(Study material begins)

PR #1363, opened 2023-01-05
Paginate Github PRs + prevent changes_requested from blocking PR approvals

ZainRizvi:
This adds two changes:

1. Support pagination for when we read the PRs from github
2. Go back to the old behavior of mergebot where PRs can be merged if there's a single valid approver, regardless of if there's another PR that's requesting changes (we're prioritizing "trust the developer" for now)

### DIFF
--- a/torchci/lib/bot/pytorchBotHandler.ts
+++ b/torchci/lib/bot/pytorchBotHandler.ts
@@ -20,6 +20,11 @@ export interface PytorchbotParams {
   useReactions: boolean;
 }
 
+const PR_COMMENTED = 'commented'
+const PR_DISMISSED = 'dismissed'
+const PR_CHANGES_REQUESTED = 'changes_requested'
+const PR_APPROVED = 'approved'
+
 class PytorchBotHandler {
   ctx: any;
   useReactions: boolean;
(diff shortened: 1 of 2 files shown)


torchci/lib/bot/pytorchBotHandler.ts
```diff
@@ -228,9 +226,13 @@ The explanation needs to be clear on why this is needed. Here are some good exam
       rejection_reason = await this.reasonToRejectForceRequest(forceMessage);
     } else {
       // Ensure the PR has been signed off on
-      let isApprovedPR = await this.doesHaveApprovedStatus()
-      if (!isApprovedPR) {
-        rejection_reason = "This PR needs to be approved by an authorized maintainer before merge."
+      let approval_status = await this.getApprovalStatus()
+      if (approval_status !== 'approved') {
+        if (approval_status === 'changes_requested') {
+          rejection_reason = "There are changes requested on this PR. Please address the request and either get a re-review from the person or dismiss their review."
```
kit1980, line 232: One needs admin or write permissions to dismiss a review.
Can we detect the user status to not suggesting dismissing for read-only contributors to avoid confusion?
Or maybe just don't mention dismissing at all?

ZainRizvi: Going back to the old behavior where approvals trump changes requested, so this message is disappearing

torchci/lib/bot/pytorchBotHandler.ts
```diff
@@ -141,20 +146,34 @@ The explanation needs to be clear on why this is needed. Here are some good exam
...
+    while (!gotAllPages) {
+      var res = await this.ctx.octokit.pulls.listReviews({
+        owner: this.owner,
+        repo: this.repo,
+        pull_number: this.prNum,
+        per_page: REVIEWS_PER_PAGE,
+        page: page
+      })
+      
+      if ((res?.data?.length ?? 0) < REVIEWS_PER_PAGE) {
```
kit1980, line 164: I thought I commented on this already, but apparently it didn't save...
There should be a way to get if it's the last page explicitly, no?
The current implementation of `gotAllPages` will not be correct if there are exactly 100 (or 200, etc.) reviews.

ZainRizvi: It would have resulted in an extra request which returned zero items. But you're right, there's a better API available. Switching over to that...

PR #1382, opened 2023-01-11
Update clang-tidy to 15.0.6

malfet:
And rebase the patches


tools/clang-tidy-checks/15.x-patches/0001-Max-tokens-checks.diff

(Study material ends)

_What is expected_.
The response must contain exactly the lines from the one with "kit1980, line 232: One" to the end of the entries above, both included, and nothing more.

_Output of the exercise_.
kit1980, line 232: One needs admin or write permissions to dismiss a review.
Can we detect the user status to not suggesting dismissing for read-only contributors to avoid confusion?
Or maybe just don't mention dismissing at all?

ZainRizvi: Going back to the old behavior where approvals trump changes requested, so this message is disappearing

torchci/lib/bot/pytorchBotHandler.ts
```diff
@@ -141,20 +146,34 @@ The explanation needs to be clear on why this is needed. Here are some good exam
...
+    while (!gotAllPages) {
+      var res = await this.ctx.octokit.pulls.listReviews({
+        owner: this.owner,
+        repo: this.repo,
+        pull_number: this.prNum,
+        per_page: REVIEWS_PER_PAGE,
+        page: page
+      })
+      
+      if ((res?.data?.length ?? 0) < REVIEWS_PER_PAGE) {
```
kit1980, line 164: I thought I commented on this already, but apparently it didn't save...
There should be a way to get if it's the last page explicitly, no?
The current implementation of `gotAllPages` will not be correct if there are exactly 100 (or 200, etc.) reviews.

ZainRizvi: It would have resulted in an extra request which returned zero items. But you're right, there's a better API available. Switching over to that...

PR #1382, opened 2023-01-11
Update clang-tidy to 15.0.6

malfet:
And rebase the patches


tools/clang-tidy-checks/15.x-patches/0001-Max-tokens-checks.diff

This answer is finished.